Gertrude Belle Elion (1918-1999)The late Gertrude Belle Elion, an organic chemist and molecular biologist who developed several important drugs, was born 85 years ago.

She was born to immigrant parents in New York City on January 23, 1918. Elion received an education in public schools, and then decided to study medicine in college because of the recent cancer death of her grandfather.

Elion graduated in 1937. After a few years of working as a teacher and a lab assistant, she could afford graduate school at New York University, where she was the only woman studying chemistry at the graduate level. She earned a master's degree, but never obtained a Ph.D. -- until years later, when several universities clamored to give her honorary doctorates.

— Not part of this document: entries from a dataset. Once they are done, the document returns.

PR #962, opened 2022-06-15
ci: increase benchmark threshold

TarikGul:
This increases the benchmark threshold to 35000. Some calls may take some time to resolve since the benchmarks focus on stressing the server. This will also stop us from overloading our issues with benchmark regressions. If its over 35000 then I can take the time to investigate the current version.

### DIFF
--- a/.gitlab-ci.yml
+++ b/.gitlab-ci.yml
@@ -224,7 +224,7 @@ check-benchmark:
   variables:
     GITHUB_REPO:                   "paritytech/substrate-api-sidecar"
     CI_IMAGE:                      "paritytech/benchmarks:latest"
-    THRESHOLD:                     13000
+    THRESHOLD:                     35000
     GITHUB_TOKEN:                  $GITHUB_PR_TOKEN
   script:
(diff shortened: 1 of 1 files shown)


niklasad1 (approved):
Do we really need the benchmark threshold at all?

Fine for me, I assume this is tightly coupled to the RPC node. 
IIRC, the sidecar RPC node was switched out to a shared one which may decrease the throughput...

sergejparity (approved):

TarikGul:
> Do we really need the benchmark threshold at all?
> 
> Fine for me, I assume this is tightly coupled to the RPC node. IIRC, the sidecar RPC node was switched out to a shared one which may decrease the throughput...

Yea I see where you are coming from. I think the threshold holds one merit where if there is an egregious request that takes too much time, it might be worth investigating. Hence the large increase. I think everything we have seen so far is kinda normal behavior, but there was times in the past where requests would take 40000ms and we were able to find regressions. (This had to do with the metadatav14 transition). So all in all I think it might be nice to have this be a last barrier of sanity.

PR #966, opened 2022-06-17
fix: set minCalcFee runtime to 1058 for kusama

### LINKED ISSUE #429: Investigate supporting fee calculations in all Kusama runtimes
Currently we only support Kusama runtime spec versions >= 1062

https://github.com/paritytech/substrate-api-sidecar/blob/081b8b3c9712528f64c8a3486d71ca85076a5dc3/calc/src/calc_fee.rs#L43-L47

With recent increase interest in Kusama it is worth seriously exploring how we can indefinitely support fee calculations for older Kusama runtimes.

TarikGul:
closes: [#429](https://github.com/paritytech/substrate-api-sidecar/issues/429)

The lowest runtime which supports fee calculation given payment::queryInfo is 1058 for kusama. 
This updates that, and adds an e2e test for it.

### DIFF
--- a/e2e-tests/endpoints/kusama/blocks/2101439.json
+++ b/e2e-tests/endpoints/kusama/blocks/2101439.json
@@ -1,0 +1,212 @@
+{
+	"number": "2101439",
+	"hash": "0x8b0fbe687c87fc7c18c21fd255f0010cffcf34a35cb67187d88d110612c50d65",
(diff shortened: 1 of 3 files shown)


jsdw (approved):
How did you work out what the lowest runtime version was to support it out of interest?

niklasad1 (approved):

Starting in 1944, Elion conducted drug research for the Burroughs-Wellcome company. (That company later became Glaxo Wellcome; it is now part of GlaxoSmithKline.) During her four decades with that company, she researched the human immune system and developed drugs that would target and attack viruses and bacteria in an infected person without harming the healthy parts of the body.

In 1988, Elion and her colleague George Hitchings were awarded the Nobel Prize for the new areas of drug research they explored. The drugs they developed are now used to fight bacterial and viral infections, to treat gout and arthritis and leukemia, and to help prevent the rejection of transplanted organs.

Gertrude Elion died in 1999, at the age of 81.